Implementing on ARM64

DSB SY
ISB

The data synchronization barrier (DSB) instruction waits for all memory accesses and “cache maintenance instructions” to finish before completing, and prevents instructions later in program order from beginning almost any work until the DSB completes.

The two exceptions are:

Instructions can be fetched and decoded
Registers that are read “without causing side-effects”

These might seem innocuous, but empirically we've seen the second item extends to registers we want to wait to read, e.g. the timestamp counter.

To build a complete barrier, we add the instruction synchronization barrier (ISB) instruction. ISB ensures that all later instructions are fetched from memory and decoded after the ISB completes and that “context-changing operations” executed before the ISB are visible to instructions after.

Implementing on PowerPC

ISYNC
SYNC

The synchronize (SYNC) instruction waits for all preceding instructions to complete before any subsequent instructions are initiated. It also waits until almost all preceding memory operations have completed, with the exception of those initiated by “instruction cache block invalidate” (ICBI), i.e. instruction cache flush.
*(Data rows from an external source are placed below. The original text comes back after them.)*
PR #274, opened 2022-02-09
Add telemetry metrics component

knolleary:
This adds the `monitor` component that will be used to periodically gather stats about the platform and ping them back to us.

With this PR, the payload of the ping looks like this:

```
{
  instanceId: '5db51f99-c6fb-4340-9c19-78adce58cc1b',
  os: { type: 'Darwin', release: '20.5.0', arch: 'x64' },
  env: { nodejs: 'v16.13.1', flowforge: '0.1.1' },
  platform: {
    counts: { users: 0, teams: 0, projects: 0 },
    config: { driver: 'stub' }
  }
}
```

There is a framework in place for adding additional metrics - something that has to be done in coordination with the flowforge/usage-ping-collector repo to ensure the values are captured in the database.

With all that said, this PR doesn't do any pings. We need to figure out our strategy for when the pings should run.

They are not intended to be event driven - they are a point in time snapshot of the current state of the system that will get reported back periodically. The question is what that period is. As we expect it to be a long running process, it would be reasonable to have a long interval of once a week.

My starting proposal is:

1. Ping back within the first few minutes of startup.
2. Ping once a week at a randomly chosen time between 00:00 and 01:00 UTC each Monday

(using a random time in that interval to avoid the thundering herd problem of our collector being hammered as all instances report at the same time)

A couple more open questions:

1. Should we automatically disable the ping if running using `npm run serve` - ie developer mode. That could generate a lot of noise as devs are starting/stopping the platform repeatedly
2. Should we have a different granularity of ping back?
3. Are there any other metrics we should be capturing for MVP? I'm aware the current counts are a point-in-time snapshot. and won't necessarily give the whole picture. Would it be useful to `platform.count.projectsCreated` and `platform.count.projectsDeleted` - so we can see churn over time? (The answer is of course yes, but that will require a means to store counts of those events as they happen so they can be reported back when the ping runs).

### DIFF
--- a/forge/monitor/metrics/004-platform.js
+++ b/forge/monitor/metrics/004-platform.js
@@ -2,6 +2,7 @@ module.exports = async (app) => {
     return {
         'platform.counts.users': await app.db.models.User.count(),
         'platform.counts.teams': await app.db.models.Team.count(),
-        'platform.counts.projects': await app.db.models.Project.count()
+        'platform.counts.projects': await app.db.models.Project.count(),
+        'platform.config.driver': app.config.driver.type
     }
 }


knolleary:
Have added `platform.config.driver` to the metric list to capture which driver type is being used.

PR #284, opened 2022-02-11
fix slug issue

### LINKED ISSUE #280: Changing Team Slug doesn't update /account/teams
### Current Behavior

If I change the slug for my team in `/team/[teamname]/settings/general` 

The link for the team on `/account/teams` does not reflect the new slug it still has the original default slug for when the team was created. 
So clicking it returns a 404

### Expected Behavior

The link in the account page should have the correct slug/url

### Steps To Reproduce

Create a team with a name eg `Test Team`
See that the slug is set to `test-team`
Change the slug to `testteam` 
Goto `/account/teams` and click on the team name.
 

### Environment

-FlowForge version: 0.1.1
-Node.js version: 16.x
-npm version: 8.x
-Platform/OS: Alpine/Docker
-Browser: Chrome

sammachin:
this should fix #280

### DIFF
--- a/frontend/src/api/teams.js
+++ b/frontend/src/api/teams.js
@@ -1,5 +1,4 @@
 import client from './client'
-import slugify from '@/utils/slugify'
 import paginateUrl from '@/utils/paginateUrl'
 
 const getTeams = async (cursor, limit) => {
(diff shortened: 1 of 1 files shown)


knolleary (commented):
Need to remove the `import slugify` line to pass the eslint check

PR #311, opened 2022-02-16
Add host to config

### LINKED ISSUE #309: Add 'host' config option to set what address to listen on
### Description

We currently listen on `0.0.0.0` which means "all available interfaces" - with no option to configure that.

We should have `host` option alongside `port` in the config yaml that allows the user to change it (plus allow IPv6 support when that becomes popular in the far future....)

We should default to `127.0.01` as a more secure default.

### Epic/Story

_No response_

knolleary:
Fixes #309

### DIFF
--- a/docs/install/configuration.md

To wait for these last accesses, we also issue the instruction synchronize (ISYNC) instruction. ISYNC has the same serializing effect on the instruction stream as SYNC, but doesn't enforce order of any memory accesses except those caused by a preceding ICBI.

There's no obvious reason the order of these two instructions should matter. Linux uses ISYNC; SYNC.

Other implementation notes

The barrier must never be implemented as an indirect function call (e.g. vtable lookup or shared library export), since it's possible for the call itself to be mispredicted and for speculative execution to continue in an unintended direction.

It's safest for implementations to always be inlined into the caller.